## ACTIVITY
Your answer must be a word-for-word copy of the data.

═══ RECORDS FOR THE TASK

Issue #1158, opened 2021-05-11
Linux: App icon in dock missing


dennisreimann:
The app icon of v1.3.1 is missing for me on Linux (Pop!_OS). The icon in the status bar is present though.

![specter-icon-linux](https://user-images.githubusercontent.com/886/117796805-b2642480-b24f-11eb-82f2-73aa737c42d5.png)

kravens:
![image](https://user-images.githubusercontent.com/9646902/151961341-da7e05ab-f0ca-45f7-9f97-8f152b5a88d4.png)
Also for me in the latest version 1.8.0 the taskbar icon is a blank sheet / missing, on Win10.

dennisreimann:
With v1.10 it is present, but very blurry.

![grafik](https://user-images.githubusercontent.com/886/171175048-71f952ac-e94e-49e5-a961-d0ac22a1fd09.png)

k9ert:
Yes, it has been fixed in https://github.com/cryptoadvance/specter-desktop/pull/1592/files . However, i guess the better image would have been the bigger one in the same directory. That's probably the reason.
https://github.com/cryptoadvance/specter-desktop/tree/master/pyinstaller/electron/assets

PR #1592, opened 2022-02-17
Fix App Icon for Gnome Dock #1158

salderma:
Fixes missing app icon.

Kudos to this for the hint - https://github.com/electron-userland/electron-builder/issues/2269#issuecomment-342168989


k9ert:
Great! Thank you very much. I've spent already a lot of time on this and couldn't find the solution for some reason ...
image

Issue #673, opened 2020-11-21
Scrollbar is missing on Transactions screen


BTCBellyButton:
Not a big deal but when you have hundreds of transactions to go through it'd be convenient.
It'd be useful also on the side bar when you have a lot of wallets.

relativisticelectron:
The scrollbar PR was merged. https://github.com/cryptoadvance/specter-desktop/pull/1598    Can you close the Issue?

PR #1598, opened 2022-02-20
UI: Added scrollbar for transaction list

relativisticelectron:
Implemented based on suggestion in https://github.com/cryptoadvance/specter-desktop/issues/673

It's a very quick-and-easy fix.  The scrollbar is not ideal, but better than no scrollbar at all.  Best would be to scroll only the transactions (without the header).  

(scrolling example)
image
image


k9ert:
Thanks, good point!

PR #1800, opened 2022-07-13
Chore: reasonable error-messages for cypress within cirrus

k9ert:
The current situation is a sroll-orgy. This should make the situation more sane similiar to what it looks like if we have errors in the pytests.


k9ert:
already merged with some other PR

PR #1804, opened 2022-07-14
UI: Optimize tx-table for mobile screen

relativisticelectron:
**Before**:
before

**After**:
after

While not 100% perfect. It is now usable also on a very narrow screen.

TODOs:

- [x] Rebase on  PR https://github.com/cryptoadvance/specter-desktop/pull/1813


moneymanolis:
@relativisticelectron could you perhaps rebase this PR on this PR https://github.com/cryptoadvance/specter-desktop/pull/1813 (once it is merged) - I've done some work there on the tx table which should also make it a bit more mobile friendly.

relativisticelectron:
> @relativisticelectron could you perhaps rebase this PR on this PR #1813 (once it is merged) - I've done some work there on the tx table which should also make it a bit more mobile friendly.

Sure.

relativisticelectron:
> @relativisticelectron could you perhaps rebase this PR on this PR #1813 (once it is merged)

Done.  Now this PR is much smaller.

relativisticelectron:
@moneymanolis : Could you review this PR?  It is now really small.

moneymanolis:
> @moneymanolis : Could you review this PR? It is now really small.

Will do!

src/cryptoadvance/specter/templates/includes/tx-table.html
```diff
@@ -200,6 +200,7 @@
             width: 100%;
             margin-bottom: 10px;
             border: 1.5px solid var(--cmap-border);
+            overflow-x: scroll;
```
b30wulffz, line 203: I think overflow-x: auto would be better choice, considering it handles both overflowing and non overflowing cases. Just to avoid a scroll bar in case of no-overflow.

b30wulffz (changes requested):
Left a comment. Check it once.

Also, can this overflowing content in table header be fixed? 
For example, the buttons here
image

src/cryptoadvance/specter/templates/includes/tx-table.html
relativisticelectron: Done

relativisticelectron:
> Left a comment. Check it once.
> 
> Also, can this overflowing content in table header be fixed? 

Done
image

b30wulffz (approved):

src/cryptoadvance/specter/templates/includes/tx-table.html
moneymanolis: Sorry for responding so late: I would have chosen a different approach. I would have added the class `optional` to the time column, similarly to what we have done with the txid column (or to another column that seems not so necessary for limited space on a phone). We ca finetune that later in a different PR if you like the idea.

src/cryptoadvance/specter/templates/includes/tx-row.html
```diff
@@ -353,6 +353,7 @@
                         locked: this.tx.locked,
                     } });
                     this.dispatchEvent(event);
+                    e.stopPropagation(); // this prevent the onclick of outer divs to be triggered
```
moneymanolis, line 356: @relativisticelectron could you explain this? Which onclick listeneres picked that up? Where did that bubble to? I thought it would be contained within the web component.

src/cryptoadvance/specter/templates/includes/tx-table.html
moneymanolis: @relativisticelectron Would look like this, let me know what you think, I can quickly make a PR out of it:

grafik

src/cryptoadvance/specter/templates/includes/tx-row.html
relativisticelectron: The entire row becomes clickable https://github.com/cryptoadvance/specter-desktop/blob/bb45ac6347b5fd96817fc8eb86d783f2437e1151/src/cryptoadvance/specter/templates/includes/tx-row.html#L206

src/cryptoadvance/specter/templates/includes/tx-table.html
relativisticelectron: That would have worked too :-)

══════

## WRITTEN ANSWER
Issue #1158, opened 2021-05-11
Linux: App icon in dock missing


dennisreimann:
The app icon of v1.3.1 is missing for me on Linux (Pop!_OS). The icon in the status bar is present though.

![specter-icon-linux](https://user-images.githubusercontent.com/886/117796805-b2642480-b24f-11eb-82f2-73aa737c42d5.png)

kravens:
![image](https://user-images.githubusercontent.com/9646902/151961341-da7e05ab-f0ca-45f7-9f97-8f152b5a88d4.png)
Also for me in the latest version 1.8.0 the taskbar icon is a blank sheet / missing, on Win10.

dennisreimann:
With v1.10 it is present, but very blurry.

![grafik](https://user-images.githubusercontent.com/886/171175048-71f952ac-e94e-49e5-a961-d0ac22a1fd09.png)

k9ert:
Yes, it has been fixed in https://github.com/cryptoadvance/specter-desktop/pull/1592/files . However, i guess the better image would have been the bigger one in the same directory. That's probably the reason.
https://github.com/cryptoadvance/specter-desktop/tree/master/pyinstaller/electron/assets

PR #1592, opened 2022-02-17
Fix App Icon for Gnome Dock #1158

salderma:
Fixes missing app icon.

Kudos to this for the hint - https://github.com/electron-userland/electron-builder/issues/2269#issuecomment-342168989


k9ert:
Great! Thank you very much. I've spent already a lot of time on this and couldn't find the solution for some reason ...
image

Issue #673, opened 2020-11-21
Scrollbar is missing on Transactions screen


BTCBellyButton:
Not a big deal but when you have hundreds of transactions to go through it'd be convenient.
It'd be useful also on the side bar when you have a lot of wallets.

relativisticelectron:
The scrollbar PR was merged. https://github.com/cryptoadvance/specter-desktop/pull/1598    Can you close the Issue?

PR #1598, opened 2022-02-20
UI: Added scrollbar for transaction list

relativisticelectron:
Implemented based on suggestion in https://github.com/cryptoadvance/specter-desktop/issues/673

It's a very quick-and-easy fix.  The scrollbar is not ideal, but better than no scrollbar at all.  Best would be to scroll only the transactions (without the header).  

(scrolling example)
image
image


k9ert:
Thanks, good point!

PR #1800, opened 2022-07-13
Chore: reasonable error-messages for cypress within cirrus

k9ert:
The current situation is a sroll-orgy. This should make the situation more sane similiar to what it looks like if we have errors in the pytests.


k9ert:
already merged with some other PR

PR #1804, opened 2022-07-14
UI: Optimize tx-table for mobile screen

relativisticelectron:
**Before**:
before

**After**:
after

While not 100% perfect. It is now usable also on a very narrow screen.

TODOs:

- [x] Rebase on  PR https://github.com/cryptoadvance/specter-desktop/pull/1813


moneymanolis:
@relativisticelectron could you perhaps rebase this PR on this PR https://github.com/cryptoadvance/specter-desktop/pull/1813 (once it is merged) - I've done some work there on the tx table which should also make it a bit more mobile friendly.

relativisticelectron:
> @relativisticelectron could you perhaps rebase this PR on this PR #1813 (once it is merged) - I've done some work there on the tx table which should also make it a bit more mobile friendly.

Sure.

relativisticelectron:
> @relativisticelectron could you perhaps rebase this PR on this PR #1813 (once it is merged)

Done.  Now this PR is much smaller.

relativisticelectron:
@moneymanolis : Could you review this PR?  It is now really small.

moneymanolis:
> @moneymanolis : Could you review this PR? It is now really small.

Will do!

src/cryptoadvance/specter/templates/includes/tx-table.html
```diff
@@ -200,6 +200,7 @@
             width: 100%;
             margin-bottom: 10px;
             border: 1.5px solid var(--cmap-border);
+            overflow-x: scroll;
```
b30wulffz, line 203: I think overflow-x: auto would be better choice, considering it handles both overflowing and non overflowing cases. Just to avoid a scroll bar in case of no-overflow.

b30wulffz (changes requested):
Left a comment. Check it once.

Also, can this overflowing content in table header be fixed? 
For example, the buttons here
image

src/cryptoadvance/specter/templates/includes/tx-table.html
relativisticelectron: Done

relativisticelectron:
> Left a comment. Check it once.
> 
> Also, can this overflowing content in table header be fixed? 

Done
image

b30wulffz (approved):

src/cryptoadvance/specter/templates/includes/tx-table.html
moneymanolis: Sorry for responding so late: I would have chosen a different approach. I would have added the class `optional` to the time column, similarly to what we have done with the txid column (or to another column that seems not so necessary for limited space on a phone). We ca finetune that later in a different PR if you like the idea.

src/cryptoadvance/specter/templates/includes/tx-row.html
```diff
@@ -353,6 +353,7 @@
                         locked: this.tx.locked,
                     } });
                     this.dispatchEvent(event);
+                    e.stopPropagation(); // this prevent the onclick of outer divs to be triggered
```
moneymanolis, line 356: @relativisticelectron could you explain this? Which onclick listeneres picked that up? Where did that bubble to? I thought it would be contained within the web component.

src/cryptoadvance/specter/templates/includes/tx-table.html
moneymanolis: @relativisticelectron Would look like this, let me know what you think, I can quickly make a PR out of it:

grafik

src/cryptoadvance/specter/templates/includes/tx-row.html
relativisticelectron: The entire row becomes clickable https://github.com/cryptoadvance/specter-desktop/blob/bb45ac6347b5fd96817fc8eb86d783f2437e1151/src/cryptoadvance/specter/templates/includes/tx-row.html#L206

src/cryptoadvance/specter/templates/includes/tx-table.html
relativisticelectron: That would have worked too :-)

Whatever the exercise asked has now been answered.